* Cold and rainy here and I wonder if I'm going to get any trick or treaters. I think I'm glad I bought little Hershey bars - I will eat them, or, I can chop them up and use them in baking or make a sort-of-redneck ganache out of them. (I made a ganache with dark-chocolate chocolate chips and canned evaporated milk once - since I don't keep cream on hand - and it was not bad at all).
And I hear rain again so yeah.
* Mike gave my co-worker Billie and me little bags of candy (he had made them up for the college kids and saved one back for each of us). There are several peanut-butter things in there, though, that I will either have to take over to school or tote up with me at Thanksgiving to give to my mom. I'm not 100% convinced I've become allergic to peanut butter but being all alone I don't want to risk it.
I did eat a white-chocolate KitKat and it was pretty good. I am slowly trying to work crunchier things back into my diet but I think truly hard things are off the menu forever - I don't want to break a crown.
* One of my students did recognize how I was dressed because in lab she called me over with "Janet, I need information!" and a couple other people asked me about the character. I guess not many people (or many college students) watch The Good Place. Oh well.It was fun enough and now I also realize I have....
"Mein Kleiner Gruner Kaktus":
Except I have no balcony to set it on, and hopefully no drunk neighbor for it to fall on at 4 am.
* I started "The Eagle of the Ninth" last night. Yes, I am still reading "Miss Mackenzie" but it's hit a sad point (looks like not only is she going to lose her entire fortune but maybe somehow be forced to pay back what she's lived on so far) and it just seemed like too much last night (I was tired and headachy).
I'm just a couple chapters in but I really like it. Like some books of this nature (more often, I have found, books aimed at older kids/young teens), you can almost feel and smell and hear the setting - the dust of the road, the smell of the latrines, the rough wood floor planks....it's very evocative.

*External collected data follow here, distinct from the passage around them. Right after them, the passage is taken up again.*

Issue #3856, opened 2013-09-04
internal.setPersistent sets `remember` field instead of `logged_in` field to indicate user wants a silent assertion.


shane-tomlinson:

shane-tomlinson:
This means users who sign in using the internal API are not getting the full goodness of silent assertions.

shane-tomlinson:
Is internal.setPersistent actually used anywhere?

callahad:
Hi! To help us better focus, I'm "closing" all issues that have been open for more than six months. These have been tagged "cleanup-2014" so that we can go back and review them in the future.

For more information, check out this thread: http://thread.gmane.org/gmane.comp.mozilla.identity.devel/7394

If you believe this bug is still a major issue for you, please comment, submit a pull request, or discuss it on our mailing list: https://lists.mozilla.org/listinfo/dev-identity

Sorry for GitHub notification spam!

PR #3936, opened 2013-09-30
internal.setPersistent sets `remember` field instead of `logged_in` field to indicate user wants a silent assertion.

mohit-agarwal:
In  `resources/static/test/cases/dialog/js/misc/internal_api.js` and `resources/static/dialog/js/misc/internal_api.js` , internal.setPersistent sets `remember` field instead of `logged_in` field to indicate user wants a silent assertion.

This means users signing in using internal API are not getting the full goodness of silent assertions.

So we should replace 'remember' field with 'logged_in' field.

internal.setPersistent function is defined in `resources/static/dialog/js/misc/internal_api.js`.

Fixes Issue #3856.

### DIFF
--- a/resources/static/dialog/js/misc/internal_api.js
+++ b/resources/static/dialog/js/misc/internal_api.js
@@ -61,7 +61,7 @@
 
     user.checkAuthentication(function(authenticated) {
       if (authenticated) {
-        storage.site.set(origin, "remember", true);
+        storage.site.set(origin, "logged_in", true);
       }
 
       complete(!!authenticated || null);
--- a/resources/static/test/cases/dialog/js/misc/internal_api.js
+++ b/resources/static/test/cases/dialog/js/misc/internal_api.js
@@ -55,7 +55,7 @@
     internal.setPersistent(ORIGIN, function(status) {
       strictEqual(status, null, "user is not authenticated should not succeed in setting persistent");
 
-      testUndefined(storage.site.get(ORIGIN, "remember"), "remember status not set");
+      testUndefined(storage.site.get(ORIGIN, "logged_in"), "logged_in status not set");
       testUndefined(storage.site.get(ORIGIN, "email"), "email not set");
       start();
     });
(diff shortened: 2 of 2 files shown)


seanmonstar:
I don't understand perfectly the difference between `logged_in` and `remember`. @shane-tomlinson halp?

shane-tomlinson:
Travis-ci is lying https://travis-ci.org/mohit-agarwal/browserid/builds/12066533 looks all green to me.

shane-tomlinson:
@seanmonstar - This is super fuzzy in my head and I am digging in the logs to find out more. (f1e45ae29e2899df61cc6ae031d594b6994963b8, 02f89b43f8a62eaf44159e1d9b56f33cde175fe2)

I dunno. I never went for the "kids need to read books with people just like them, so they can relate to them" - these are old-Roman guys (or Romanized Britons), men, middle-aged, and I want to read about their lives. I like reading about people not like me because I would like to try to understand them. Or, if nothing else - I like the escape. I like hearing about a life different from mine. I think it would be extremely tedious for me to read about a single, middle-aged woman, working in the sciences or education, at this particular point in time: because I am living it. I don't want to live it in my entertainment. I'd rather read about Roman Britain, or about precariously-middle-class people in Victorian London, or about a detective in the New York City of the 1930s, or a Jewish family in Czarist Russia, whatever.
I also find I like books that are about the stuff-that-happens more than ones that focus on the motivations and brooding and interior lives of the characters, at least some times. At least when the world seems to be too much with me, and the weird human unpleasantness in this world, I just want a good adventure story - all the better if it's one where the "good guys" are clearly good and are going to win.
* I wound up with one (1) trick-or-treater. Maybe-seven-year-old-girl in a Violet Paar costume (from "The Incredibles"). I threw a handful of small Hershey bars in her (nearly-empty) bag.
It makes me a little sad that trick or treat seems to be dying out. I know the concerns about sugar and safety and all that but I have happy memories of it from childhood.